I will update when i get my next dividend.

That withholding tax is a big deal. I held TOT:us and the french government was taking almost 30% of the dividend. I traded my TOT for RDS.b.


----------



## indexxx (Oct 31, 2011)

Synergy said:


> CSH works well in a TFSA. I believe they offer a 3% DRIP discount. Under $10 it's a good long term hold in my opion. The share price being on the low side will allow one do DRIP multiple shares monthly - that is for purchases of 500+ shares. REIT's are interest rate sensitive so buyer beware. However, if you're DRIPing and holding long term, corrections can help you pick up additonal shares at a discount.
> 
> I'd never pick just one stock, but CSH would be one of my top picks for my TFSA. Long term - demographics (aging population).



Not that interested in CSH but this begs a question. Someone correct me if I am mistaken- you do NOT get the DRIP discount in a brokerage, correct? I deal through Questrade.


----------



## Synergy (Mar 18, 2013)

indexxx said:


> Not that interested in CSH but this begs a question. Someone correct me if I am mistaken- you do NOT get the DRIP discount in a brokerage, correct? I deal through Questrade.

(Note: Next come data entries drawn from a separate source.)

PR #1351, opened 2022-09-20
[DR-2740] Users must have their profiles synced when logging Bard events.

otchet-broad:
[DR-2740](https://broadworkbench.atlassian.net/browse/DR-2740)
When we see new OAUTH tokens, we need to explicitly call the Bard "snycProfile" endpoint to associate the app session with the mixpanel user.  This PR:
- Updates the BardClient to support the additional service endpoint and caching approach needed.
- Adds unit tests to verify the sync endpoint is invoked and the result is cached.
- Uses an application configuration property to control the cache duration if one is provided.

Drive by updates:
- Fix typo in UserMetricsInterceptorTest.java

Mockito had consistency issues with repurposing the RestTemplate in the BardClient for both the API and Sync calls.  As a result, this implementation dedicates a RestTemplate for each type of request in the BardClient.

### DIFF
--- a/src/main/java/bio/terra/app/configuration/UserMetricsConfiguration.java
+++ b/src/main/java/bio/terra/app/configuration/UserMetricsConfiguration.java
@@ -19,7 +19,7 @@ public class UserMetricsConfiguration {
   private String bardBasePath;
   private Integer metricsReportingPoolSize;
 
-  private Integer syncRefreshInterval;
+  private Integer syncRefreshIntervalSeconds;
   private List<String> ignorePaths;
 
   public String getAppId() {
@@ -42,16 +42,16 @@ public class UserMetricsConfiguration {
     return metricsReportingPoolSize;
   }
 
-  public Integer getSyncRefreshInterval() {
-    return syncRefreshInterval;
+  public Integer getSyncRefreshIntervalSeconds() {
+    return syncRefreshIntervalSeconds;
   }
 
   public void setMetricsReportingPoolSize(Integer metricsReportingPoolSize) {
     this.metricsReportingPoolSize = metricsReportingPoolSize;
   }
 
-  public void setSyncRefreshInterval(Integer syncRefreshInterval) {
-    this.syncRefreshInterval = syncRefreshInterval;
+  public void setSyncRefreshIntervalSeconds(Integer syncRefreshIntervalSeconds) {
+    this.syncRefreshIntervalSeconds = syncRefreshIntervalSeconds;
   }
 
   public List<String> getIgnorePaths() {
--- a/src/main/java/bio/terra/app/configuration/UserMetricsConfiguration.java
+++ b/src/main/java/bio/terra/app/configuration/UserMetricsConfiguration.java
@@ -18,6 +18,8 @@ public class UserMetricsConfiguration {
   private String appId;
   private String bardBasePath;
   private Integer metricsReportingPoolSize;
+
+  private Integer syncRefreshInterval;
   private List<String> ignorePaths;
 
   public String getAppId() {
@@ -40,8 +42,16 @@ public class UserMetricsConfiguration {
     return metricsReportingPoolSize;
   }
 
+  public Integer getSyncRefreshInterval() {
+    return syncRefreshInterval;
+  }
+
   public void setMetricsReportingPoolSize(Integer metricsReportingPoolSize) {
     this.metricsReportingPoolSize = metricsReportingPoolSize;
+  }
+
+  public void setSyncRefreshInterval(Integer syncRefreshInterval) {
+    this.syncRefreshInterval = syncRefreshInterval;
   }
 
   public List<String> getIgnorePaths() {
--- a/src/main/java/bio/terra/app/usermetrics/BardClient.java
+++ b/src/main/java/bio/terra/app/usermetrics/BardClient.java
@@ -37,6 +37,9 @@ public class BardClient {
 
   private final Map<String, String> bearerCache;
 
+  private static final String API_PATH = "/api/event";
+  private static final String SYNC_PATH = "/api/syncProfile";
+
   @Autowired
   public BardClient(UserMetricsConfiguration metricsConfig) {
     this.restTemplate = new RestTemplate();
@@ -63,10 +66,7 @@ public class BardClient {
       ResponseEntity<Void> eventCall =
           getRestTemplate()
               .exchange(
-                  metricsConfig.getBardBasePath() + "/api/event",
-                  HttpMethod.POST,
-                  new HttpEntity<>(event, authedHeaders),
-                  Void.class);
+                  getApiURL(), HttpMethod.POST, new HttpEntity<>(event, authedHeaders), Void.class);
       if (!eventCall.getStatusCode().is2xxSuccessful()) {
         logger.warn(
             "Error logging event {}%n{}",
@@ -103,7 +103,7 @@ public class BardClient {
       ResponseEntity<Void> syncCall =
           getRestTemplate()
               .exchange(
-                  metricsConfig.getBardBasePath() + "/api/syncProfile",
+                  getSyncPathURL(),
                   HttpMethod.POST,
                   new HttpEntity<>(null, authedHeaders),
                   Void.class);
@@ -127,5 +127,14 @@ public class BardClient {
   @VisibleForTesting
   RestTemplate getRestTemplate() {
     return restTemplate;
+  }
+
+  @VisibleForTesting
+  String getApiURL() {
+    return metricsConfig.getBardBasePath() + API_PATH;
+  }
+
+  String getSyncPathURL() {
+    return metricsConfig.getBardBasePath() + SYNC_PATH;
   }
 }
--- a/src/main/java/bio/terra/app/usermetrics/BardClient.java
+++ b/src/main/java/bio/terra/app/usermetrics/BardClient.java
@@ -36,7 +36,7 @@ public class BardClient {
 
   private static final int DEFAULT_BEARER_TOKEN_CACHE_TIMEOUT_SECONDS = 3600;
 
-  private final Map<String, Object> bearerCache;
+  private final Map<String, String> bearerCache;
 
   @Autowired
   public BardClient(UserMetricsConfiguration metricsConfig) {
@@ -85,21 +85,10 @@ public class BardClient {
    * expired.
    *
    * @param userReq - the AuthenticatedUserRequest that represents the current user.
-   * @return boolean - Returns true if the cache was updated. Only consumed by tests at this time.
    */
-  boolean syncUser(AuthenticatedUserRequest userReq) {
-    boolean updatedEntry = false;
+  private void syncUser(AuthenticatedUserRequest userReq) {
     String key = userReq.getToken();
-    synchronized (bearerCache) {
-      if (!bearerCache.containsKey(key)) {
-        if (syncProfile(userReq)) {
-          // only cache the key if the sync request was successful.
-          bearerCache.put(key, null);
-          updatedEntry = true;
-        }
-      }
-    }
-    return updatedEntry;
+    bearerCache.computeIfAbsent(key, k -> syncProfile(userReq) ? "" : null);
   }
 
   /**
--- a/src/main/java/bio/terra/app/usermetrics/BardClient.java
+++ b/src/main/java/bio/terra/app/usermetrics/BardClient.java
@@ -85,6 +85,7 @@ public class BardClient {
    * expired.
    *
    * @param userReq - the AuthenticatedUserRequest that represents the current user.
+   * @return boolean - Returns true if the cache was updated.  Only consumed by tests at this time.
    */
   boolean syncUser(AuthenticatedUserRequest userReq) {
     boolean updatedEntry = false;
--- a/src/main/java/bio/terra/app/usermetrics/BardClient.java
+++ b/src/main/java/bio/terra/app/usermetrics/BardClient.java
@@ -134,6 +134,7 @@ public class BardClient {
     return metricsConfig.getBardBasePath() + API_PATH;
   }
 
+  @VisibleForTesting
   String getSyncPathURL() {
     return metricsConfig.getBardBasePath() + SYNC_PATH;
   }
--- a/src/main/java/bio/terra/app/usermetrics/BardClient.java
+++ b/src/main/java/bio/terra/app/usermetrics/BardClient.java
@@ -34,7 +34,7 @@ public class BardClient {
   private final RestTemplate syncRestTemplate;
   private final HttpHeaders headers;
 
-  private static final int BEARER_TOKEN_CACHE_TIMEOUT_SECONDS = 3600;
+  private static final int DEFAULT_BEARER_TOKEN_CACHE_TIMEOUT_SECONDS = 3600;
 
   private final Map<String, Object> bearerCache;
 
@@ -51,7 +51,8 @@ public class BardClient {
 
     int ttl =
         Objects.requireNonNullElse(
-            metricsConfig.getSyncRefreshInterval(), BEARER_TOKEN_CACHE_TIMEOUT_SECONDS);
+            metricsConfig.getSyncRefreshIntervalSeconds(),
+            DEFAULT_BEARER_TOKEN_CACHE_TIMEOUT_SECONDS);
     this.bearerCache = Collections.synchronizedMap(new PassiveExpiringMap<>(ttl, TimeUnit.SECONDS));
 
     this.metricsConfig = metricsConfig;
@@ -88,11 +89,13 @@ public class BardClient {
   boolean syncUser(AuthenticatedUserRequest userReq) {
     boolean updatedEntry = false;
     String key = userReq.getToken();
-    if (!bearerCache.containsKey(key)) {
-      if (syncProfile(userReq)) {
-        // only cache the key if the sync request was successful.
-        bearerCache.put(key, null);
-        updatedEntry = true;
+    synchronized (bearerCache) {
+      if (!bearerCache.containsKey(key)) {
+        if (syncProfile(userReq)) {
+          // only cache the key if the sync request was successful.
+          bearerCache.put(key, null);
+          updatedEntry = true;
+        }
       }
     }
     return updatedEntry;
--- a/src/main/java/bio/terra/app/usermetrics/BardClient.java
+++ b/src/main/java/bio/terra/app/usermetrics/BardClient.java
@@ -31,7 +31,7 @@ public class BardClient {
 
   private final RestTemplate apiRestTemplate;
 
-  private final RestTemplate syncRestTemplate;
+  // private final RestTemplate syncRestTemplate;
   private final HttpHeaders headers;
 
   private static final int DEFAULT_BEARER_TOKEN_CACHE_TIMEOUT_SECONDS = 3600;
@@ -42,8 +42,6 @@ public class BardClient {
   public BardClient(UserMetricsConfiguration metricsConfig) {
     this.apiRestTemplate = new RestTemplate();
     apiRestTemplate.setRequestFactory(new HttpComponentsClientHttpRequestFactory());
-    this.syncRestTemplate = new RestTemplate();
-    syncRestTemplate.setRequestFactory(new HttpComponentsClientHttpRequestFactory());
 
     this.headers = new HttpHeaders();
     headers.setContentType(MediaType.APPLICATION_JSON);
@@ -64,7 +62,7 @@ public class BardClient {
     syncUser(userReq);
     try {
       ResponseEntity<Void> eventCall =
-          getApiRestTemplate()
+          getRestTemplate()
               .exchange(
                   metricsConfig.getBardBasePath() + "/api/event",
                   HttpMethod.POST,
@@ -104,7 +102,7 @@ public class BardClient {
     authedHeaders.setBearerAuth(userReq.getToken());
     try {
       ResponseEntity<Void> syncCall =
-          getSyncRestTemplate()
+          getRestTemplate()
               .exchange(
                   metricsConfig.getBardBasePath() + "/api/syncProfile",
                   HttpMethod.POST,
@@ -128,12 +126,7 @@ public class BardClient {
   }
 
   @VisibleForTesting
-  RestTemplate getApiRestTemplate() {
+  RestTemplate getRestTemplate() {
     return apiRestTemplate;
-  }
-
-  @VisibleForTesting
-  RestTemplate getSyncRestTemplate() {
-    return syncRestTemplate;
   }
 }
--- a/src/main/java/bio/terra/app/usermetrics/BardClient.java
+++ b/src/main/java/bio/terra/app/usermetrics/BardClient.java
@@ -29,9 +29,8 @@ public class BardClient {
 
   private final UserMetricsConfiguration metricsConfig;
 
-  private final RestTemplate apiRestTemplate;
+  private final RestTemplate restTemplate;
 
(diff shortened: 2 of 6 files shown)


src/main/java/bio/terra/app/usermetrics/BardClient.java
```diff
@@ -23,30 +29,46 @@ public class BardClient {
...
+    syncRestTemplate.setRequestFactory(new HttpComponentsClientHttpRequestFactory());
+
     this.headers = new HttpHeaders();
     headers.setContentType(MediaType.APPLICATION_JSON);
     headers.setAccept(Arrays.asList(MediaType.APPLICATION_JSON, MediaType.APPLICATION_JSON));
 
+    int ttl =
+        Objects.requireNonNullElse(
+            metricsConfig.getSyncRefreshInterval(), BEARER_TOKEN_CACHE_TIMEOUT_SECONDS);
+    this.bearerCache = Collections.synchronizedMap(new PassiveExpiringMap<>(ttl, TimeUnit.SECONDS));
```
pshapiro4broad, line 56: I wonder if it's OK to use `PassiveExpiringMap` in this way, as it's not thread safe and `BardClient` is a singleton. Is it only used on a single thread? If synchronization is needed I think wrapping in `SynchronizedMap` should provide that.

src/main/java/bio/terra/app/configuration/UserMetricsConfiguration.java
```diff
@@ -18,6 +18,8 @@ public class UserMetricsConfiguration {
   private String appId;
   private String bardBasePath;
   private Integer metricsReportingPoolSize;
+
+  private Integer syncRefreshInterval;
```
nmalfroy: It's hard to tell from the parameter name if this is seconds/minutes, etc.  I'm assuming it's seconds?  A few of our parameters have `Seconds` at the end for this reason.  Probably worth using that convention here

src/main/java/bio/terra/app/usermetrics/BardClient.java
```diff
@@ -23,30 +29,46 @@ public class BardClient {
 
   private final UserMetricsConfiguration metricsConfig;
 
-  private final RestTemplate restTemplate;
+  private final RestTemplate apiRestTemplate;
+
+  private final RestTemplate syncRestTemplate;
   private final HttpHeaders headers;
 
+  private static final int BEARER_TOKEN_CACHE_TIMEOUT_SECONDS = 3600;
```
nmalfroy: Just to be explicit
```suggestion
  private static final int DEFAULT_BEARER_TOKEN_CACHE_TIMEOUT_SECONDS = 3600;
```

src/main/java/bio/terra/app/usermetrics/BardClient.java
```diff
@@ -23,30 +29,46 @@ public class BardClient {
...
+
+  private final Map<String, Object> bearerCache;
+
   @Autowired
   public BardClient(UserMetricsConfiguration metricsConfig) {
-    this.restTemplate = new RestTemplate();
-    restTemplate.setRequestFactory(new HttpComponentsClientHttpRequestFactory());
+    this.apiRestTemplate = new RestTemplate();
```
nmalfroy: I'm curious: does it need a whole new `RestTemplate`?  Seems like overkill to have one for each call no?

src/main/java/bio/terra/app/usermetrics/BardClient.java
```diff
@@ -56,4 +78,69 @@ public void logEvent(AuthenticatedUserRequest userReq, BardEvent event) {
...
+  boolean syncUser(AuthenticatedUserRequest userReq) {
+    boolean updatedEntry = false;
+    String key = userReq.getToken();
+    if (!bearerCache.containsKey(key)) {
+      if (syncProfile(userReq)) {
+        // only cache the key if the sync request was successful.
+        bearerCache.put(key, null);
+        updatedEntry = true;
+      }
+    }
```
pshapiro4broad: I think `computeIfAbsent()` is a more succinct way to express this, provided that the `boolean` result isn't needed. Since the only use of the result is in test, maybe there's another way to test this without requiring the boolean result?

src/test/java/bio/terra/app/usermetrics/BardClientTest.java
```diff
@@ -0,0 +1,169 @@
...
+            .setSubjectId("alice")
+            .setEmail("alice")
+            .setToken("alice token")
+            .build();
+  }
+
+  @Test
+  public void testBardClientLogEvent() {
+    BardClient bardClient =
+        mock(
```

I'm not sure about Questrade but TDW passing the discount on to it's clients. I'm holding CSH in a brokerage account and receiving a discount of 3%. I think there may be a DRIP discount chart somewhere online that outlines which stocks pays a discount and whether it will apply within a brokerage account. Perhaps someone else will chime in on that.


----------



## Edgar (Mar 24, 2014)

So, I don't feel like starting a new thread and polluting the board. I guess Im new and dont want to ruffle any feathers .

Anyway, I've been browsing this board for about a week and decided to sign-up while knowing very little (only 21 years old) and trying to learn things from reading this. Im looking at DRIPing and thinking that maybe this is a good starting point for me. With that said, Im also thinking of using a TFSA that way any generated revenue would be mine, and I could leave it for 20-40 years and then turn it off then, and so, I have a few questions.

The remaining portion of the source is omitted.